> **INPUT FOR THIS TASK**
-*-

PR #2576, opened 2023-07-25
[Narwhal] Proptests for BFT events

vvp:
This PR adds property tests to BFT events in `snarkos-node-narwhal`-crate. Most of the event implementation is deserialization and serialization logic, which lends itself well for proptesting.

### DIFF
--- a/node/narwhal/committee/src/prop_tests.rs
+++ b/node/narwhal/committee/src/prop_tests.rs
@@ -108,7 +108,8 @@ impl Arbitrary for ValidatorSet {
     type Strategy = BoxedStrategy<ValidatorSet>;
 
     fn arbitrary_with(_: Self::Parameters) -> Self::Strategy {
-        validator_set(any_valid_validator(), size_range(4..=MAX_COMMITTEE_SIZE as usize)).boxed()
+        // use minimal validator set to speed up tests that require signing from the committee members
+        validator_set(any_valid_validator(), size_range(4..=4usize)).boxed()
     }
 }
 
--- a/node/narwhal/src/event/batch_signature.rs
+++ b/node/narwhal/src/event/batch_signature.rs
@@ -82,12 +82,12 @@ mod prop_tests {
     }
 
     #[proptest]
-    fn serialize_deserialize(#[strategy(any_batch_signature())] signature: BatchSignature<CurrentNetwork>) {
+    fn serialize_deserialize(#[strategy(any_batch_signature())] original: BatchSignature<CurrentNetwork>) {
         let mut buf = BytesMut::with_capacity(64).writer();
-        BatchSignature::serialize(&signature, &mut buf).unwrap();
+        BatchSignature::serialize(&original, &mut buf).unwrap();
 
-        let deserialized_signature: BatchSignature<CurrentNetwork> =
+        let deserialized: BatchSignature<CurrentNetwork> =
             BatchSignature::deserialize(buf.get_ref().clone()).unwrap();
-        assert_eq!(signature, deserialized_signature);
+        assert_eq!(original, deserialized);
     }
 }
--- a/node/narwhal/src/event/batch_signature.rs
+++ b/node/narwhal/src/event/batch_signature.rs
@@ -57,7 +57,7 @@ impl<N: Network> EventTrait for BatchSignature<N> {
 }
 
 #[cfg(test)]
-mod prop_tests {
+pub mod prop_tests {
     use crate::{
         event::{
             certificate_request::prop_tests::any_field,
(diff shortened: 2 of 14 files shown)


node/narwhal/committee/src/prop_tests.rs
```diff
@@ -108,7 +108,8 @@ impl Arbitrary for ValidatorSet {
     type Strategy = BoxedStrategy<ValidatorSet>;
 
     fn arbitrary_with(_: Self::Parameters) -> Self::Strategy {
-        validator_set(any_valid_validator(), size_range(4..=MAX_COMMITTEE_SIZE as usize)).boxed()
+        // use minimal validator set to speed up tests that require signing from the committee members
+        validator_set(any_valid_validator(), size_range(4..=4usize)).boxed()
```
ljedrz, line 112: maybe we should at least test 1 more number? or is the current setup hardcoded to a 4-member committee only?

node/narwhal/src/event/batch_signature.rs
```diff
@@ -55,3 +55,38 @@ impl<N: Network> EventTrait for BatchSignature<N> {
...
+        BatchSignature,
+    };
+    use bytes::{BufMut, BytesMut};
+    use proptest::prelude::{BoxedStrategy, Just, Strategy};
+    use test_strategy::proptest;
+
+    type CurrentNetwork = snarkvm::prelude::Testnet3;
+
+    pub fn any_batch_signature() -> BoxedStrategy<BatchSignature<CurrentNetwork>> {
+        (any_field(), any_signature(), Just(now()), -10..10i64)
```
ljedrz, line 77: is this the only drift range that we accept? seems a bit narrow at first glance

node/narwhal/src/event/disconnect.rs
```diff
@@ -63,3 +63,44 @@ impl EventTrait for Disconnect {
...
+            Disconnect::serialize(&disconnect, &mut buf).unwrap();
+
+            let disconnect = Disconnect::deserialize(buf.get_ref().clone()).unwrap();
+            assert_eq!(reason, &disconnect.reason);
+        }
+    }
+
+    #[test]
+    fn deserializing_empty_defaults_no_reason() {
+        let buf = BytesMut::with_capacity(64).writer();
```
ljedrz:
```suggestion
        let buf = BytesMut::default().writer();
```

node/narwhal/src/event/mod.rs
```diff
@@ -178,3 +178,94 @@ impl<N: Network> Event<N> {
...
+#[cfg(test)]
+mod tests {
+    use crate::Event;
+    use bytes::{BufMut, BytesMut};
+    type CurrentNetwork = snarkvm::prelude::Testnet3;
+
+    #[test]
+    #[should_panic(expected = "Missing event ID")]
+    fn deserializing_empty_defaults_no_reason() {
+        let buf = BytesMut::with_capacity(64).writer();
```
ljedrz:
```suggestion
        let buf = BytesMut::default().writer();
```

node/narwhal/src/event/mod.rs
```diff
@@ -178,3 +178,94 @@ impl<N: Network> Event<N> {
...
+        Event::<CurrentNetwork>::deserialize(buf.get_ref().clone()).unwrap();
+    }
+
+    #[test]
+    fn deserializing_invalid_data_panics() {
+        let mut buf = BytesMut::with_capacity(64).writer();
+        let invalid_id = 11u16;
```
ljedrz:
```suggestion
        let invalid_id = u16::MAX;
```
nit: this is the usual convention when looking for an impossible variant value

ljedrz (approved):
LGTM, left a few comments/suggestions

node/narwhal/committee/src/prop_tests.rs
vvp: This is the `Arbitrary` implementation for `ValidatorSet`, so it generates the "standard" generation strategy for use in external proptests. There are additional (internal) strategies for testing different `ValidatorSet` setups.

node/narwhal/src/event/batch_signature.rs
vvp: Perhaps, however none of the code in `src/event` does anything with those timestamps. Once we expand proptesting to `Gateway::inbound` and other call sites, we can generate additional strategies for wider ranges.

node/narwhal/src/event/disconnect.rs
```diff
@@ -63,3 +63,44 @@ impl EventTrait for Disconnect {
...
+
+    #[test]
+    fn serialize_deserialize() {
+        // TODO switch to an iteration method that doesn't require manually updating this vec if enums are added
+        let all_reasons = vec![
+            DisconnectReason::ProtocolViolation,
+            DisconnectReason::NoReasonGiven,
+            DisconnectReason::InvalidChallengeResponse,
+            DisconnectReason::OutdatedClientVersion,
+        ];
```
SplittyDev, line 80: Could we implement `strum::EnumIter` for `DisconnectReason`?

SplittyDev (approved):

node/narwhal/src/event/disconnect.rs
vvp: We could, but wasn't sure if we should :sweat_smile:

vvp: Ok, after thinking this, let's fix this in another PR if more enum-iterating needs arise.

vvp:
CI failures are unrelated. Since this is a test-only PR, I'll merge this now. Thank you all for reviewing :pray:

-*-

> **WHAT IS REQUIRED**
Each line above is to be set down again verbatim.

> **WRITTEN ANSWER**
PR #2576, opened 2023-07-25
[Narwhal] Proptests for BFT events

vvp:
This PR adds property tests to BFT events in `snarkos-node-narwhal`-crate. Most of the event implementation is deserialization and serialization logic, which lends itself well for proptesting.

### DIFF
--- a/node/narwhal/committee/src/prop_tests.rs
+++ b/node/narwhal/committee/src/prop_tests.rs
@@ -108,7 +108,8 @@ impl Arbitrary for ValidatorSet {
     type Strategy = BoxedStrategy<ValidatorSet>;
 
     fn arbitrary_with(_: Self::Parameters) -> Self::Strategy {
-        validator_set(any_valid_validator(), size_range(4..=MAX_COMMITTEE_SIZE as usize)).boxed()
+        // use minimal validator set to speed up tests that require signing from the committee members
+        validator_set(any_valid_validator(), size_range(4..=4usize)).boxed()
     }
 }
 
--- a/node/narwhal/src/event/batch_signature.rs
+++ b/node/narwhal/src/event/batch_signature.rs
@@ -82,12 +82,12 @@ mod prop_tests {
     }
 
     #[proptest]
-    fn serialize_deserialize(#[strategy(any_batch_signature())] signature: BatchSignature<CurrentNetwork>) {
+    fn serialize_deserialize(#[strategy(any_batch_signature())] original: BatchSignature<CurrentNetwork>) {
         let mut buf = BytesMut::with_capacity(64).writer();
-        BatchSignature::serialize(&signature, &mut buf).unwrap();
+        BatchSignature::serialize(&original, &mut buf).unwrap();
 
-        let deserialized_signature: BatchSignature<CurrentNetwork> =
+        let deserialized: BatchSignature<CurrentNetwork> =
             BatchSignature::deserialize(buf.get_ref().clone()).unwrap();
-        assert_eq!(signature, deserialized_signature);
+        assert_eq!(original, deserialized);
     }
 }
--- a/node/narwhal/src/event/batch_signature.rs
+++ b/node/narwhal/src/event/batch_signature.rs
@@ -57,7 +57,7 @@ impl<N: Network> EventTrait for BatchSignature<N> {
 }
 
 #[cfg(test)]
-mod prop_tests {
+pub mod prop_tests {
     use crate::{
         event::{
             certificate_request::prop_tests::any_field,
(diff shortened: 2 of 14 files shown)


node/narwhal/committee/src/prop_tests.rs
```diff
@@ -108,7 +108,8 @@ impl Arbitrary for ValidatorSet {
     type Strategy = BoxedStrategy<ValidatorSet>;
 
     fn arbitrary_with(_: Self::Parameters) -> Self::Strategy {
-        validator_set(any_valid_validator(), size_range(4..=MAX_COMMITTEE_SIZE as usize)).boxed()
+        // use minimal validator set to speed up tests that require signing from the committee members
+        validator_set(any_valid_validator(), size_range(4..=4usize)).boxed()
```
ljedrz, line 112: maybe we should at least test 1 more number? or is the current setup hardcoded to a 4-member committee only?

node/narwhal/src/event/batch_signature.rs
```diff
@@ -55,3 +55,38 @@ impl<N: Network> EventTrait for BatchSignature<N> {
...
+        BatchSignature,
+    };
+    use bytes::{BufMut, BytesMut};
+    use proptest::prelude::{BoxedStrategy, Just, Strategy};
+    use test_strategy::proptest;
+
+    type CurrentNetwork = snarkvm::prelude::Testnet3;
+
+    pub fn any_batch_signature() -> BoxedStrategy<BatchSignature<CurrentNetwork>> {
+        (any_field(), any_signature(), Just(now()), -10..10i64)
```
ljedrz, line 77: is this the only drift range that we accept? seems a bit narrow at first glance

node/narwhal/src/event/disconnect.rs
```diff
@@ -63,3 +63,44 @@ impl EventTrait for Disconnect {
...
+            Disconnect::serialize(&disconnect, &mut buf).unwrap();
+
+            let disconnect = Disconnect::deserialize(buf.get_ref().clone()).unwrap();
+            assert_eq!(reason, &disconnect.reason);
+        }
+    }
+
+    #[test]
+    fn deserializing_empty_defaults_no_reason() {
+        let buf = BytesMut::with_capacity(64).writer();
```
ljedrz:
```suggestion
        let buf = BytesMut::default().writer();
```

node/narwhal/src/event/mod.rs
```diff
@@ -178,3 +178,94 @@ impl<N: Network> Event<N> {
...
+#[cfg(test)]
+mod tests {
+    use crate::Event;
+    use bytes::{BufMut, BytesMut};
+    type CurrentNetwork = snarkvm::prelude::Testnet3;
+
+    #[test]
+    #[should_panic(expected = "Missing event ID")]
+    fn deserializing_empty_defaults_no_reason() {
+        let buf = BytesMut::with_capacity(64).writer();
```
ljedrz:
```suggestion
        let buf = BytesMut::default().writer();
```

node/narwhal/src/event/mod.rs
```diff
@@ -178,3 +178,94 @@ impl<N: Network> Event<N> {
...
+        Event::<CurrentNetwork>::deserialize(buf.get_ref().clone()).unwrap();
+    }
+
+    #[test]
+    fn deserializing_invalid_data_panics() {
+        let mut buf = BytesMut::with_capacity(64).writer();
+        let invalid_id = 11u16;
```
ljedrz:
```suggestion
        let invalid_id = u16::MAX;
```
nit: this is the usual convention when looking for an impossible variant value

ljedrz (approved):
LGTM, left a few comments/suggestions

node/narwhal/committee/src/prop_tests.rs
vvp: This is the `Arbitrary` implementation for `ValidatorSet`, so it generates the "standard" generation strategy for use in external proptests. There are additional (internal) strategies for testing different `ValidatorSet` setups.

node/narwhal/src/event/batch_signature.rs
vvp: Perhaps, however none of the code in `src/event` does anything with those timestamps. Once we expand proptesting to `Gateway::inbound` and other call sites, we can generate additional strategies for wider ranges.

node/narwhal/src/event/disconnect.rs
```diff
@@ -63,3 +63,44 @@ impl EventTrait for Disconnect {
...
+
+    #[test]
+    fn serialize_deserialize() {
+        // TODO switch to an iteration method that doesn't require manually updating this vec if enums are added
+        let all_reasons = vec![
+            DisconnectReason::ProtocolViolation,
+            DisconnectReason::NoReasonGiven,
+            DisconnectReason::InvalidChallengeResponse,
+            DisconnectReason::OutdatedClientVersion,
+        ];
```
SplittyDev, line 80: Could we implement `strum::EnumIter` for `DisconnectReason`?

SplittyDev (approved):

node/narwhal/src/event/disconnect.rs
vvp: We could, but wasn't sure if we should :sweat_smile:

vvp: Ok, after thinking this, let's fix this in another PR if more enum-iterating needs arise.

vvp:
CI failures are unrelated. Since this is a test-only PR, I'll merge this now. Thank you all for reviewing :pray:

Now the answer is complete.